▶ _Collected data entries_
------------------------
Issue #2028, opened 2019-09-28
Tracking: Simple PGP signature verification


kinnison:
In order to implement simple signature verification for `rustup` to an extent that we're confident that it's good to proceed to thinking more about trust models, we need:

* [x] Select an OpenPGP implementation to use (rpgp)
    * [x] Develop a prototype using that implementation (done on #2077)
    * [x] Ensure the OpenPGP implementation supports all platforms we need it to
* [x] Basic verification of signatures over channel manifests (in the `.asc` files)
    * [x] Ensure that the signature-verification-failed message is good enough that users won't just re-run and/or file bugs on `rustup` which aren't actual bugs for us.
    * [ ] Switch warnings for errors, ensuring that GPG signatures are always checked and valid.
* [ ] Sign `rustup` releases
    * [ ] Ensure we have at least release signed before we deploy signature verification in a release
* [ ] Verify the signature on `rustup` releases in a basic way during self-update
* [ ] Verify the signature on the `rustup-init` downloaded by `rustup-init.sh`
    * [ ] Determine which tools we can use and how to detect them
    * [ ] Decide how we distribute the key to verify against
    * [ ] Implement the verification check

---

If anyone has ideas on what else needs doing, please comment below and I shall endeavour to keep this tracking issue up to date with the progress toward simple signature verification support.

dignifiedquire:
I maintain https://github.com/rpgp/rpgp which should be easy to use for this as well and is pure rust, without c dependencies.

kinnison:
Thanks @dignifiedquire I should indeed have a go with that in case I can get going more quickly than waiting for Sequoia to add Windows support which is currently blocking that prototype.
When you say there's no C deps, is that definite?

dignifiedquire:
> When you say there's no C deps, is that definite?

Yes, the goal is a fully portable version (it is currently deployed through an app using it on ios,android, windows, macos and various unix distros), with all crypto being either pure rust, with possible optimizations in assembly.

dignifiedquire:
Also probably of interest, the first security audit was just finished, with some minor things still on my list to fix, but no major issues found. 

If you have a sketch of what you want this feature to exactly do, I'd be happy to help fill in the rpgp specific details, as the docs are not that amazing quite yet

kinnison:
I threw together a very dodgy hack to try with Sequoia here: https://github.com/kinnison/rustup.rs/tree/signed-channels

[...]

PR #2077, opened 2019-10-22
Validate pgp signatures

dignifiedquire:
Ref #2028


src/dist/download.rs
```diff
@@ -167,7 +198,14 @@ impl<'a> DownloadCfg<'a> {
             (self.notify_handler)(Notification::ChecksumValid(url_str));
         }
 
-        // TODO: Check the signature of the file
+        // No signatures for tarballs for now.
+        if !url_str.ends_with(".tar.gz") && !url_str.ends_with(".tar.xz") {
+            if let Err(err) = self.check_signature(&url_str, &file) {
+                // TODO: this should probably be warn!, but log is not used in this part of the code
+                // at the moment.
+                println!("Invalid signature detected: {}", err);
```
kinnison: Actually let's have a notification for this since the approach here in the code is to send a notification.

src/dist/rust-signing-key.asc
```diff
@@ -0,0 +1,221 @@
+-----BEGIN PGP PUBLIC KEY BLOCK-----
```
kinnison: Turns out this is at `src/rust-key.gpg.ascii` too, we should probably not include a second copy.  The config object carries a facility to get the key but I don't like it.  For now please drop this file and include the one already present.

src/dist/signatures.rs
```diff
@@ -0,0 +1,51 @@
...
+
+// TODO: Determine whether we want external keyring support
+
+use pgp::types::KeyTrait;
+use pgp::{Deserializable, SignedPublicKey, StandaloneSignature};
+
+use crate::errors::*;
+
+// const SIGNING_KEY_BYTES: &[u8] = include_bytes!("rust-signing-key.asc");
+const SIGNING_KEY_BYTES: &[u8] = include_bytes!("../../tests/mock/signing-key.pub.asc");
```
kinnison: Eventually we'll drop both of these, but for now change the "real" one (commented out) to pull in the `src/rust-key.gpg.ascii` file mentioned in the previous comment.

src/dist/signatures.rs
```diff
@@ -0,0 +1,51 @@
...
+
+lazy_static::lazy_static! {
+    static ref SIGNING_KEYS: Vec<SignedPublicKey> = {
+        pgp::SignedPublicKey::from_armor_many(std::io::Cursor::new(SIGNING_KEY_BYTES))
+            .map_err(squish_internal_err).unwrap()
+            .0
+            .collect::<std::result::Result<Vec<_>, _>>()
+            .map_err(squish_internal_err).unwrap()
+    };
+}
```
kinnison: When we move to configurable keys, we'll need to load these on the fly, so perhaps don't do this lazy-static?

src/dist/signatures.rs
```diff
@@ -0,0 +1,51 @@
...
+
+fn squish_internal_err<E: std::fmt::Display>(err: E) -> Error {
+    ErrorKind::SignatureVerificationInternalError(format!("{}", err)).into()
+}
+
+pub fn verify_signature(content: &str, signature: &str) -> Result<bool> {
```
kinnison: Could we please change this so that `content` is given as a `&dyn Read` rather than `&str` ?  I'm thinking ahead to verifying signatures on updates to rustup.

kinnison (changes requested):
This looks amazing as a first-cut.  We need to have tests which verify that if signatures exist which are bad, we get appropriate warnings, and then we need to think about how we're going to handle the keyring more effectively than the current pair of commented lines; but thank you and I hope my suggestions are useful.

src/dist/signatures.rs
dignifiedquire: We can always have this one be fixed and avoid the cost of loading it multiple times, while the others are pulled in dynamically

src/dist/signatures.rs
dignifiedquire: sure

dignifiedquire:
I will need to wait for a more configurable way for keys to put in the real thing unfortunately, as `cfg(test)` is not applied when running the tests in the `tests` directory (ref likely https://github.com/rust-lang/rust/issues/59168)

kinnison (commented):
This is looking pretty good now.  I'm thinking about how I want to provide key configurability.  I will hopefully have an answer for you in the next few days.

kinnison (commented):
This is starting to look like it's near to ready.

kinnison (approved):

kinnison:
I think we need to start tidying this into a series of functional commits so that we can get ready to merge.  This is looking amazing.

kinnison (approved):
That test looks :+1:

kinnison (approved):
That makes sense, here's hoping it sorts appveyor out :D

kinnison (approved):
------------------------
▶ _Aim of the exercise_
Please find the lines in the data that contain the word "opened" and copy them.

▶ _Response below_
Issue #2028, opened 2019-09-28
PR #2077, opened 2019-10-22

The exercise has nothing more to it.